= International Cytokine & Interferon Society =

Non-profit organization

The International Cytokine & Interferon Society (sometimes abbreviated as ICIS, often referred to as The Cytokine Society) is a non-profit organization composed of researchers of cytokines, interferons and chemokine cell biology, molecular biology, biochemistry, and the use of biological response modifiers clinically. As the premier organization in the field of cytokine and chemokine biology, this group has more than 950 member scientists and holds annual conferences around the world.

== Cytokine Society Leadership ==
The International Cytokine & Interferon Society has an elected Council that oversees operations. Curt Horvath (Northwestern University, USA) is President (2025-2027), and Karen Mossman (McMaster University, Canada) is President-Elect. Sarah Gaffen (University of Pittsburgh, USA) is immediate Past-President.

== History ==
The ICIS was created from two founder groups: The International Cytokine Society (ICS) and the International Society for Interferon and Cytokine Research (ISICR). The two organizations merged to become the International Cytokine and Interferon Society in 2013. In 2025, the membership voted to change the name of the society to "The Cytokine Society" which will officially take effect in late 2026.

== Annual Meetings ==
The Cytokine Society holds annual conferences around the world, usually in October or November. The 2024 conference was held jointly with the Korean Association of Immunology at the COEX Convention & Exhibition Center Seoul, Korea. The conference featured keynote speakers Professors Judi Allen (University of Manchester) and Nobel Laureate Drew Weissman (University of Pennsylvania). The 2025 ICIS meeting was held Nov 2-5 in Seattle Washington and featured Nobel Laureates David Baker (University of Washington) and Charlie Rice (Rockefeller University), and Lasker Award Winner Zhijian (James) Chen (UT Southwestern).

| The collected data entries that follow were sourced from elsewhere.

PR #468, opened 2024-02-28
SMD-652 - Extract mappings from the Pathfinders template

wjrm500:
### Ticket
https://dluhcdigital.atlassian.net/browse/SMD-652

### Change description
- Added a new EPV (Extract, Process, Validate) config dictionary to `core/table_configs/pathfinders/round_1.py` support extraction of tables containing required mappings data located in hidden sheets of Pathfinders Reporting Template
- Added a new function `create_mappings` in `core/transformation/pathfinders/round_1/mappings.py` to take extracted tables and pull out the following mappings: programme name → programme ID, project name → project ID, programme name → project names, programme name → allowed bespoke outputs, programme name -> allowed outcomes, and lists of allowed standard outputs and allowed standard outcomes (not technically mappings)

Idea will be to call the `extract_process_validate_tables` method in `ingest.py` with `workbook_data` and the new EPV config defined in this PR, and then pass the returned extracted and validated tables to the `create_mappings` function. We can then pass the mappings to the transformation function (further integration work required to integrate transformation). If we need mappings earlier on (at validation stage, not transformation), we just need to shift this extraction up higher in the execution flow so that the mappings dependencies are available downstream wherever they are needed.

N.B. A separate PR will be required to extract intervention theme -> output and intervention theme -> outcome mappings, which AFAIK do not currently exist in the spreadsheet


wjrm500:
Output -> Intervention Theme and Outcome -> Intervention Theme mappings also need to be extracted.

core/controllers/ingest.py
```diff
@@ -464,3 +464,38 @@ def parse_auth(body: dict) -> dict | None:
         except (JSONDecodeError, TypeError) as err:
             abort(400, "Invalid auth JSON", err)
     return auth
+
+
+def create_pathfinders_mappings(extracted_tables: dict[str, list[pd.DataFrame]]) -> dict[str, dict | list[str]]:
```
cyrusdobbs, line 469: As this is PF specific it doesn't feel right to keep it here. We could keep it with the transformation code as it transforms the extracted mapping tables into more usable mappings?

core/table_configs/pathfinders/round_1_mappings.py
```diff
@@ -0,0 +1,42 @@
+PF_ROUND_1_MAPPINGS_EPV_CONFIG = {
```
cyrusdobbs, line 1: Is the plan to combine this with the existing mappings?

core/controllers/ingest.py
```diff
@@ -464,3 +464,38 @@ def parse_auth(body: dict) -> dict | None:
...
+    standard_outcomes_df = extracted_tables["Standard outcomes"][0]
+    allowed_standard_outcomes = [row["Standardised Outcomes"] for _, row in standard_outcomes_df.iterrows()]
+    return {
+        "programme_name_to_id": programme_name_to_id,
+        "project_name_to_id": project_name_to_id,
+        "programme_id_to_project_ids": programme_id_to_project_ids,
+        "programme_id_to_allowed_bespoke_outputs": programme_id_to_allowed_bespoke_outputs,
+        "programme_id_to_allowed_bespoke_outcomes": programme_id_to_allowed_bespoke_outcomes,
+        "allowed_standard_outputs": allowed_standard_outputs,
+        "allowed_standard_outcomes": allowed_standard_outcomes,
```
cyrusdobbs, line 500: Where do you anticipate us using these mappings?

wjrm500:
Hey @cyrusdobbs I've just updated this PR to address your comments and also to improve elsewhere. Specifically...

In relation to your comments:
> As this is PF specific it doesn't feel right to keep it here. We could keep it with the transformation code as it transforms the extracted mapping tables into more usable mappings?
This was in regards to having `create_pathfinders_mappings` in `ingest.py`. I have restructured so that this function now sits in a new module: `core/transformation/pathfinders/round_1/mappings.py`.

> Is the plan to combine this with the existing mappings?
This was in regards to the new EPV config for mappings tables. I have moved this config into the same module as the "user data" extraction config: `core/table_configs/pathfinders/round_1.py` and renamed to `PF_MAPPINGS_CONFIG`. `PF_TABLE_CONFIG` is a separate dict in the same module.

> Where do you anticipate us using these mappings?
This was in regards to the allowed standard outputs and allowed standard outcomes mappings. I figured that we could these for validation for the standard outputs and standard outcomes tables, rather than having those lists hard-coded our side. Even if we eventually decided not to use these for validation though, feels useful to have them available to us at this stage?

Other changes made include:
- After moving `create_mappings` to a new module, I decided to split out the processing into sub-functions similar to how we do for `pathfinders_transform`. I have prefixed private methods with an underscore as discussed in that other PR, and also took the opportunity to add the underscore prefix to the sub-functions in the transform module for consistency. Slightly out of scope but saves having another ticket / PR for something quite trivial
- I added mock data for the extracted mappings tables and a series of unit tests that use this mock data

cyrusdobbs (approved):
LGTM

Upcoming Cytokine Society Meetings:

2026 October 18-21, 2026, Glasgow Scotland

2027 September 14-17, 2027 Sydney Australia

2028 November 1-4, 2028, Boston MA, USA

2029 Dates TBA, Salamanca Spain

== Cytokine Society Awards ==
Each year the society selects recipients of multiple awards at various career stages.

Mid-Senior career awards: ICIS/Pfizer Award for Excellence in Cytokine and Interferon Research (formerly known as the Seymour and Vivian Milstein Award), the ICIS/BioLegend William E. Paul Award, the ICIS Mentorship Award, the ICIS Honorary Lifetime Membership Award, and the ICIS/Howard A. Young Distinguished Service Award.

Young Investigator awards: ICIS/ Regeneron Pharmaceuticals New investigator awards, ICIS/Christina Fleischmann Award, ICIS/ Pfizer Amanda Proudfoot Tribute Award for Advances in Chemokine Biology, and the Joan and Sidney Pestka Graduate and Post-Graduate awards.

Travel Awards: Many travel awards are given to top-ranked abstracts for attendance at the annual meeting. The ICIS Joan Oefner travel award was created in 2024, and a new Orion Award was established in 2025 to be awarded for the first time in 2026.

=== Journal ===
The International Cytokine & Interferon Society has no official journal. There are affiliations to the Journal of Cytokine and Interferon Research, published by Mary Ann Liebert, and Cytokine, a peer-reviewed scientific journal covering all aspects of cytokine biology is published by Elsevier.